Assignment >>
Your task is to write out the full listing once more, exactly.
___
PR #608, opened 2025-09-21
CI/CD: Fix MacOS Build

insunaa:
## 🍰 Pullrequest

This PR should fix the CI/CD build for MacOS for now

Runs successfully in my own fork at least.

### DIFF
--- a/.github/workflows/macos.yml
+++ b/.github/workflows/macos.yml
@@ -27,13 +27,15 @@ jobs:
         run: |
___
Response >>
PR #608, opened 2025-09-21
CI/CD: Fix MacOS Build

insunaa:
## 🍰 Pullrequest

This PR should fix the CI/CD build for MacOS for now

Runs successfully in my own fork at least.

### DIFF
--- a/.github/workflows/macos.yml
+++ b/.github/workflows/macos.yml
@@ -27,13 +27,15 @@ jobs:
         run: |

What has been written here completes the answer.